PR #44, opened 2020-11-19
Staging changes to add approved namespaces analyzer

rkudukoli:
# Justification
This was originally reviewed and [submitted to AzDo](https://ni.visualstudio.com/DevCentral/_git/ASW/pullrequest/64349).
Submitting the rule disabled until it is ready to be deployed.
More changes will follow.

# Implementation
Migrated changes from AzDo with minor fixes to account for namespace changes.
Original PR Link - [https://ni.visualstudio.com/DevCentral/_git/ASW/pullrequest/64349](https://ni.visualstudio.com/DevCentral/_git/ASW/pullrequest/64349).

# Testing
Migrated unit tests from AzDo

### DIFF
--- a/src/NationalInstruments.Analyzers/Correctness/ApprovedNamespaceAnalyzer.cs
+++ b/src/NationalInstruments.Analyzers/Correctness/ApprovedNamespaceAnalyzer.cs
@@ -70,12 +70,12 @@ namespace NationalInstruments.Tools.Analyzers.Namespaces
         public override ImmutableArray<DiagnosticDescriptor> SupportedDiagnostics => ImmutableArray.Create(ProductionRule, TestRule, FileReadRule);
 
         /// <inheritdoc/>
-        public override void Initialize(AnalysisContext analysisContext)
+        public override void Initialize(AnalysisContext context)
         {
-            analysisContext.EnableConcurrentExecutionIf(IsRunningInProduction && !InDebugMode);
-            analysisContext.ConfigureGeneratedCodeAnalysis(GeneratedCodeAnalysisFlags.None);
+            context.EnableConcurrentExecutionIf(IsRunningInProduction && !InDebugMode);
+            context.ConfigureGeneratedCodeAnalysis(GeneratedCodeAnalysisFlags.None);
 
-            analysisContext.RegisterCompilationStartAction(OnCompilationStart);
+            context.RegisterCompilationStartAction(OnCompilationStart);
         }
 
         /// <summary>
@@ -187,7 +187,7 @@ namespace NationalInstruments.Tools.Analyzers.Namespaces
                     context.ReportDiagnostic(diagnostic);
                 }
             }
-            
+
             bool ApprovalFilesExist()
             {
                 return !string.IsNullOrEmpty(_approvedNamespacesFilePath)
--- a/src/NationalInstruments.Analyzers/Correctness/ApprovedNamespaceAnalyzer.cs
+++ b/src/NationalInstruments.Analyzers/Correctness/ApprovedNamespaceAnalyzer.cs
@@ -102,8 +102,7 @@ namespace NationalInstruments.Tools.Analyzers.Namespaces
         private void OnCompilationStart(CompilationStartAnalysisContext compilationStartContext)
         {
             InitializeApprovedNamespaces();
-            if (!string.IsNullOrEmpty(_approvedNamespacesFilePath)
-                || !string.IsNullOrEmpty(_approvedTestNamespacesFilePath))
+            if (ApprovalFilesExist())
             {
                 compilationStartContext.RegisterSymbolAction(AnalyzeNamespace, SymbolKind.Namespace);
             }
@@ -187,6 +186,12 @@ namespace NationalInstruments.Tools.Analyzers.Namespaces
                     var diagnostic = Diagnostic.Create(rule, nameSyntax.GetLocation(), namespaceName);
                     context.ReportDiagnostic(diagnostic);
                 }
+            }
+            
+            bool ApprovalFilesExist()
+            {
+                return !string.IsNullOrEmpty(_approvedNamespacesFilePath)
+                    || !string.IsNullOrEmpty(_approvedTestNamespacesFilePath);
             }
         }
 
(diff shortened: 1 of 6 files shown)


src/NationalInstruments.Analyzers/Correctness/ApprovedNamespaceAnalyzer.cs
```diff
@@ -0,0 +1,252 @@
...
+using System.Text.RegularExpressions;
+using Microsoft.CodeAnalysis;
+using Microsoft.CodeAnalysis.CSharp.Syntax;
+using Microsoft.CodeAnalysis.Diagnostics;
+using Microsoft.CodeAnalysis.Text;
+using NationalInstruments.Analyzers.Properties;
+using NationalInstruments.Analyzers.Utilities;
+using NationalInstruments.Analyzers.Utilities.Extensions;
+
+namespace NationalInstruments.Tools.Analyzers.Namespaces
```
jryckman: Update the namespace. It doesn't match the layout of the rest of the files in the single assembly now. There are currently two main namespaces: NationalInstruments.Analyzers.Correctness and NationalInstruments.Analyzers.Style

We need to figure out if you want a third, but we should match the hierarchy and ensure that the folder structure matches. Currently this analyzer is inside Correctness

src/NationalInstruments.Analyzers/Correctness/ApprovedNamespaceCodeFixProvider.cs
```diff
@@ -0,0 +1,50 @@
+using System.Collections.Immutable;
+using System.Composition;
+using System.Linq;
+using System.Threading.Tasks;
+using Microsoft.CodeAnalysis;
+using Microsoft.CodeAnalysis.CodeActions;
+using Microsoft.CodeAnalysis.CodeFixes;
+using NationalInstruments.Analyzers.Properties;
+
+namespace NationalInstruments.Tools.Analyzers.Namespaces
```
jryckman: Update the namespace to match the analyzer

jryckman (approved):
When you are ready to enable the review, please add a .md page under /docs that documents how to use this analyzer. There are examples in that folder.

src/NationalInstruments.Analyzers/Correctness/ApprovedNamespaceAnalyzer.cs
rkudukoli: Fixed it.

src/NationalInstruments.Analyzers/Correctness/ApprovedNamespaceCodeFixProvider.cs
rkudukoli: Fixed it.

src/NationalInstruments.Analyzers/Correctness/ApprovedNamespaceAnalyzer.cs
```diff
@@ -0,0 +1,252 @@
...
+
+        private static bool IsTestNamespace(string namespaceName)
+        {
+            return _testNamespacePattern.IsMatch(namespaceName);
+        }
+
+        private void OnCompilationStart(CompilationStartAnalysisContext compilationStartContext)
+        {
+            InitializeApprovedNamespaces();
+            if (ApprovalFilesExist())
```
pakdev: So this analyzer will just silently do nothing if the additional files don't exist? Is that the behavior we want vs. reporting a diagnostic?

rkudukoli: @pakdev When I turn on this rule, ASW will be the only client that will actually have those files. For other clients, that aren't ready for this rule, should they be forced to create a ruleset where they disable this rule? Are other clients doing this already?

jryckman: I'm a little torn on that. On one hand, it is nice to make an assumption that you have at least one file that can be consumed. However, our goal was that people do not have to create a custom .ruleset to override things in general. I would lean more towards that usability workflow and say that we shouldn't complain if we're missing any files.

pakdev: The rules we enable in this package should be what we wanted enabled for _all_ C# projects at NI. If this rule _only_ applies to ASW, ASW should enable it specifically. Having it NOOP is opaque not just to projects that don't care about it but also to ASW that maybe configures something wrong.

jryckman: That is a good point Pete. Ram, is the idea that only ASW would consume this?

rkudukoli: @pakdev @jryckman , It will be used by ASW initially. However, there is nothing in it that prevents others from using it.

jryckman: I think the best approach is to default the rule to off and then have a specific ruleset in ASW that inherits from the NI.ruleset contained here. It can then turn on the rule and add additional files. That way, the default can be off and we still get the the error reporting behavior that Pete mentioned, which does make sense.

rkudukoli: sounds good.

rkudukoli: done.

src/NationalInstruments.Analyzers/Correctness/ApprovedNamespaceAnalyzer.cs
```diff
@@ -0,0 +1,268 @@
...
+        {
+            return _testNamespacePattern.IsMatch(namespaceName);
+        }
+
+        private void OnCompilationStart(CompilationStartAnalysisContext compilationStartContext)
+        {
+            InitializeApprovedNamespaces();
+            compilationStartContext.RegisterSymbolAction(AnalyzeNamespace, SymbolKind.Namespace);
+
+            if (!ApprovalFilesExist())
```
pakdev, line 118: Thanks for making this change, though it'd probably be more helpful to report diagnostics in `else` cases on lines 154/166. Then you can be more granular and explain that a file named "ApprovedNamespaces.txt" or "ApprovedNamespaces.Tests.txt" is missing. But, that's up to you.

pakdev (approved):

src/NationalInstruments.Analyzers/Correctness/ApprovedNamespaceAnalyzer.cs
rkudukoli: Those files will change going forward. I will leave it as it is for now and iterate on it as new changes are applied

:::

*Task to complete*. An exact transcription of the lines from the start of the listing through the line bearing "Submitting the rule" is the whole answer.

*Answer box*.
PR #44, opened 2020-11-19
Staging changes to add approved namespaces analyzer

rkudukoli:
# Justification
This was originally reviewed and [submitted to AzDo](https://ni.visualstudio.com/DevCentral/_git/ASW/pullrequest/64349).
Submitting the rule disabled until it is ready to be deployed.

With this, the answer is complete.